** PROBLEM TO WORK ON **
Within the entries below, every line containing "minor" is to be copied.
(RECORDS FOR PROCESSING Opens)
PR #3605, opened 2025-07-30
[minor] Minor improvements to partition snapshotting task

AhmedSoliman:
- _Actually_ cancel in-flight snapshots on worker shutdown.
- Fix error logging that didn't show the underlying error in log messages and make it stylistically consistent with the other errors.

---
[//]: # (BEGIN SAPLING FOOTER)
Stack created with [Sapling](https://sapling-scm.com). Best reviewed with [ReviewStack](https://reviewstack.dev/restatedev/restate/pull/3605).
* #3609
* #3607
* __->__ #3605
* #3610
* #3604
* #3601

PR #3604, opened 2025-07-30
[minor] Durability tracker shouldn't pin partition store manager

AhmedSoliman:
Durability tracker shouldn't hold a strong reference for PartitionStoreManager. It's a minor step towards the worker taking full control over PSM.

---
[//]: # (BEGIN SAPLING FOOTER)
(RECORDS FOR PROCESSING Closes)
** SOLUTION TO THIS EXERCISE **
[minor] Minor improvements to partition snapshotting task
[minor] Durability tracker shouldn't pin partition store manager
Durability tracker shouldn't hold a strong reference for PartitionStoreManager. It's a minor step towards the worker taking full control over PSM.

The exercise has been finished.